時の流れには逆らえず、お誕生日を迎えるごとに、シワやシミが増えてくる。鏡をみながら「美肌が良しとされるのは美容業界の洗脳のせい、気にしすぎ!」「これは歳を重ねたという証。美しいものなの!」と極力前向きに捉えようとしても、どこか諦めや劣等感を抱いている自分に気がついた。

「やっぱり美肌を目指してみよう」と心に決めて、いつもより丁寧にケアをしてみた。

その2,3日後、素敵な知人男性がふと「なんだか肌が綺麗になったね」と言ってくれた。彼はホストのように世辞を上手に言えるタイプではない。きっと、なんとなぁく言ったのだ。でも前述のコトがあった私は本当に嬉しく、気持ちが舞いあがった。「ありがとうございます、嬉しいです」と、さらっと答えたけれど、私が天にも昇るような気持ちであったことを、彼は知らない。

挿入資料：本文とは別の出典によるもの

PR #820, opened 2020-11-08
feat(gcrane): add gc pattern and upload date filters

b4nst:
This PR add `--before` add `--pattern` to `gcrane gc`.

`--before <timestamp>` will avoid images uploaded after `<timestamp>` being collected.
`--pattern <regex>` if set, will also collect images that have not been tagged with at least one tag matching this pattern.

### DIFF
--- a/cmd/gcrane/cmd/gc.go
+++ b/cmd/gcrane/cmd/gc.go
@@ -16,7 +16,6 @@ package cmd
 
 import (
 	"fmt"
-	"log"
 	"regexp"
 	"time"
 
@@ -36,11 +35,8 @@ func NewCmdGc() *cobra.Command {
 		Use:   "gc",
 		Short: "List images that are not tagged",
 		Args:  cobra.ExactArgs(1),
-		Run: func(_ *cobra.Command, args []string) {
-			err := gc(args[0], recursive, time.Now().Add(-before), pattern)
-			if err != nil {
-				log.Fatalln(err)
-			}
+		RunE: func(_ *cobra.Command, args []string) error {
+			return gc(args[0], recursive, time.Now().Add(-before), pattern)
 		},
 	}
 
--- a/cmd/gcrane/cmd/gc.go
+++ b/cmd/gcrane/cmd/gc.go
@@ -29,7 +29,7 @@ import (
 // NewCmdGc creates a new cobra.Command for the gc subcommand.
 func NewCmdGc() *cobra.Command {
 	recursive := false
-	before := int64(-1)
+	before := time.Duration(0)
 	pattern := ""
 
 	cmd := &cobra.Command{
@@ -37,12 +37,12 @@ func NewCmdGc() *cobra.Command {
 		Short: "List images that are not tagged",
 		Args:  cobra.ExactArgs(1),
 		Run: func(_ *cobra.Command, args []string) {
-			gc(args[0], recursive, time.Unix(before, 0), pattern)
+			gc(args[0], recursive, time.Now().Add(-before), pattern)
 		},
 	}
 
 	cmd.Flags().BoolVarP(&recursive, "recursive", "r", false, "Whether to recurse through repos")
-	cmd.Flags().Int64VarP(&before, "before", "b", time.Now().Unix(), "Oldest upload time (unix timestamp)")
+	cmd.Flags().DurationVarP(&before, "before", "b", time.Duration(0), "Age of the oldest uploaded image to print (ns, us, ms, s, m, h)")
 	cmd.Flags().StringVarP(&pattern, "pattern", "p", "", "Will also collect images with no tags matching this pattern")
 
 	return cmd
--- a/cmd/gcrane/cmd/gc.go
+++ b/cmd/gcrane/cmd/gc.go
@@ -108,6 +108,9 @@ func collector(filters []func(manifest google.ManifestInfo) bool) func(repo name
 				}
 			}
 			if collect {
+				for _, tag := range manifest.Tags {
+					fmt.Printf("%s:%s\n", repo, tag)
+				}
 				fmt.Printf("%s@%s\n", repo, digest)
 			}
 		}
--- a/cmd/gcrane/cmd/gc.go
+++ b/cmd/gcrane/cmd/gc.go
@@ -37,7 +37,10 @@ func NewCmdGc() *cobra.Command {
 		Short: "List images that are not tagged",
 		Args:  cobra.ExactArgs(1),
 		Run: func(_ *cobra.Command, args []string) {
-			gc(args[0], recursive, time.Now().Add(-before), pattern)
+			err := gc(args[0], recursive, time.Now().Add(-before), pattern)
+			if err != nil {
+				log.Fatalln(err)
+			}
 		},
 	}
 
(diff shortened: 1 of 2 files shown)


cmd/gcrane/cmd/gc.go
```diff
@@ -29,28 +31,57 @@ func init() { Root.AddCommand(NewCmdGc()) }
...
 		Short: "List images that are not tagged",
 		Args:  cobra.ExactArgs(1),
 		Run: func(_ *cobra.Command, args []string) {
-			gc(args[0], recursive)
+			gc(args[0], recursive, time.Unix(before, 0), pattern)
 		},
 	}
 
 	cmd.Flags().BoolVarP(&recursive, "recursive", "r", false, "Whether to recurse through repos")
+	cmd.Flags().Int64VarP(&before, "before", "b", time.Now().Unix(), "Oldest upload time (unix timestamp)")
```
ImJasonH, line 47: If we support this I'd love to do it in such a way that users don't have to handle Unix timestamps. Maybe an relative age instead of a date? --before=30d perhaps?

ImJasonH (commented):
Can this change also include some docs to make it easier to understand? Filter especially might be confusing if people expect the filter to operate the opposite way.

b4nst:
Wow oops, that's my bad, I didn't include the README in my commit. Gonna fix that.

cmd/gcrane/cmd/gc.go
b4nst: Agree. Sounds like a duration flag. The problem with duration flag tho is that it does only accept ["ns", "us" (or "µs"), "ms", "s", "m", "h"](https://golang.org/pkg/time/#ParseDuration) (and this seems to be a [touchy subject](https://github.com/golang/go/issues/11473) in the golang community). Accepting only day would be a bit limiting too. Do we go for a string flag with a custom parser or do we keep the `Duration` limitations?

ImJasonH: How would you feel about using cobra's [`Duration` flag](https://godoc.org/github.com/spf13/pflag#Duration) for now, which would only support up to hours, and when/if someone complains we can evaluate custom parsing based on need. 

Worst case, `--before=168h` is still better I think than whatever shell expression would provide the equivalent Unix timestamp, even though `--before=7d` would be even more idea.

jonjohnsonjr:
Part of me wants to reject this and just document the correct incantations of `gcrane ls --json ...` and `jq` to do something equivalent, but I know that's kind of a pain, especially since you could do the same thing for the untagged part.

I'd like to be extremely specific in the docs that this filters based on the `uploadedTimeMs`, _not_ `creationTimeMs`, which is something else entirely.

cmd/gcrane/cmd/gc.go
b4nst: Agree. Changes incoming.

b4nst:
@jonjohnsonjr Yeah I supposed that `gc` command was here precisely to reduce some overwhelming script tricks. In that sense, adding this 2 options ease the use of this command for my use case. That being said, if I'm the only one to see an improved UX here, that probably means that I'm somewhere wrong in my usage. 

I've updated the doc to be extremely specific on which date is used.

cmd/gcrane/cmd/gc.go
```diff
@@ -29,28 +31,57 @@ func init() { Root.AddCommand(NewCmdGc()) }
...
 		Short: "List images that are not tagged",
 		Args:  cobra.ExactArgs(1),
 		Run: func(_ *cobra.Command, args []string) {
-			gc(args[0], recursive)
+			gc(args[0], recursive, time.Now().Add(-before), pattern)
 		},
 	}
 
 	cmd.Flags().BoolVarP(&recursive, "recursive", "r", false, "Whether to recurse through repos")
+	cmd.Flags().DurationVarP(&before, "before", "b", time.Duration(0), "Age of the oldest uploaded image to print (ns, us, ms, s, m, h)")
```
jonjohnsonjr, line 47: @ImJasonH what do you think about [borrowing the flag name](https://github.com/sethvargo/gcr-cleaner#payload--parameters) `grace` from @sethvargo instead of `before`?

jonjohnsonjr:
> In that sense, adding this 2 options ease the use of this command for my use case. That being said, if I'm the only one to see an improved UX here, that probably means that I'm somewhere wrong in my usage.

You're definitely not alone. I even started writing up a doc for stuff that we could add to `gcrane gc`, but never got around to implementing it. It was pretty similar to this PR 😄

cmd/gcrane/cmd/gc.go
```diff
@@ -29,28 +31,57 @@ func init() { Root.AddCommand(NewCmdGc()) }
...
+	cmd.Flags().StringVarP(&pattern, "pattern", "p", "", "Will also collect images with no tags matching this pattern")
```
jonjohnsonjr, line 48: I don't find this behavior 100% intuitive. Given the default behavior of only untagged things being collected, this does make some sense, but I have to pause to think about it. I'd like to think about what this flag behavior should be if we made the untagged nature of `gc` a flag (`--untagged` or something, defaulting to true for backwards compat).

One thing that would be useful here is to print both the digest and tag references for this case. Usually for `gcrane gc`, I'm piping the output into `crane delete`. If we don't delete the tags that match this regex, we won't actually be able to delete the image, since it's still tagged. (This isn't required by the API spec but is a quirk of GCR.)

For the collector, let's also:

```go
for _, tag := range manifest.Tags {
  fmt.Printf("%s:%s\n", repo, tag)
}
```

cmd/gcrane/cmd/gc.go
```diff
@@ -29,28 +31,57 @@ func init() { Root.AddCommand(NewCmdGc()) }
...
 	repo, err := name.NewRepository(root)
 	if err != nil {
 		log.Fatalln(err)
 	}
 
 	auth := google.WithAuthFromKeychain(authn.DefaultKeychain)
 
+	re, err := regexp.Compile(pattern)
+	if err != nil {
+		log.Fatalln(err)
```
jonjohnsonjr, line 63: While you're in here, do you mind pulling out these fatal logs and returning an `error` instead (just fatal in the cobra `Run` method)?

That will move us a bit closer to exposing this function.

b4nst: Done. I've taken the opportunity to use [RunE](https://github.com/spf13/cobra#returning-and-handling-errors)

cmd/gcrane/cmd/gc.go
b4nst: Agree

cmd/gcrane/cmd/gc.go
b4nst: Nice catch for the tag issue. Regarding the behaviour of `--pattern` if we add an `--untagged` you're right, it's unclear. My guess is that it should collect only images tagged with only tags name that don't match the pattern. Reversing it (collecting images that match the pattern) makes it a bit more intuitive, but less convenient. Most of the time you know the pattern that you want to keep, not the one that you want to garbage collect.

cmd/gcrane/cmd/gc.go
jonjohnsonjr: Nice. TIL.

cmd/gcrane/cmd/gc.go
jonjohnsonjr: Can you accomplish what you're trying to do by just deleting the tags you want to ignore? Or do you always want to keep these ignored tags if there is another tag pointing to that image?

@ImJasonH mentioned that the regex thing is not too hard to do with `gcrane ls` and `grep` or `grep -v`.

I would suggest we go ahead and merge the `--grace` part and open an issue to keep this discussion going.

b4nst: OK works for me. I suppose I can do a first pass with `gcrane ls | grep` and then use `grcrane gc` to delete untagged images. Let me refactor everything to get rid of the pattern option.

jonjohnsonjr: Sounds good, thanks! If for some reason that doesn't work well, we can come back and have a longer discussion on naming and behavior and whatnot, but I didn't want to block the `--grace` flag on that conversation because it seems obviously good and useful 👍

人間以外の「褒められて喜ぶ動物」といえば、やはり「犬」だろう。数万年前からヒトと暮らしていた形跡があるそうで、人間は犬を牧羊や狩に使い、餌をあげる。そして犬は、人間の役に立ちご飯をもらう。お互いを必要として助けあう関係性ができて長いので、あの愛くるしい瞳の生き物は「人間が喜ぶことをして、褒められれば餌が貰える」と理解している。他人を幸せにすることが、自分の生存=幸せに繋がるのだと本能で知っているのだ。

他人を褒めることは、自分を幸せにすることと同じなのかもしれない。

褒めるのが苦手、どうしたらいいの?という場合は、素直に「良いな、素敵だな」と感じたことをシンプルに相手に伝えるだけでいい。苦手で不安であれば、身近にあるモノを褒めてみてもいい。「この靴履きやすくていいな。」とか、この映画の音楽がいいな、このスマホのCPUスゴい、など、なんでも口に出していると、そのうち褒め上手になってくる。

注意が要るのは、初対面や興味のない相手に身体的な外見について言われることを不快に感じるひともいること。「可愛いですね、スタイル良いですね」などは、避けたほうが無難かもしれない。会話をしながら、そのひとの好きなものや、話しの内容を褒めたり、服や持ち物をみて「良いですね」と言うだけで、まずは充分だ。

それから無理に褒めないこと。「素敵だな」と思うことを口にする、それだけ。モテ講座などで「相手を褒めましょう」と教えるところがあるけれど、あれは言葉が足りない。無理に褒める必要はなく、いいなと思うことを言語化して他人に伝えればいいのだ。無理やり褒めていると、だんだん辛くなるし、言葉の重みがなくなってくる。

あなたの何気ない褒め言葉が、誰かにとっては本当にありがたい励ましになったり、幸せに繋がったりする。最近褒めてないな、とお心あたりがありましたら、ぜひお褒めください。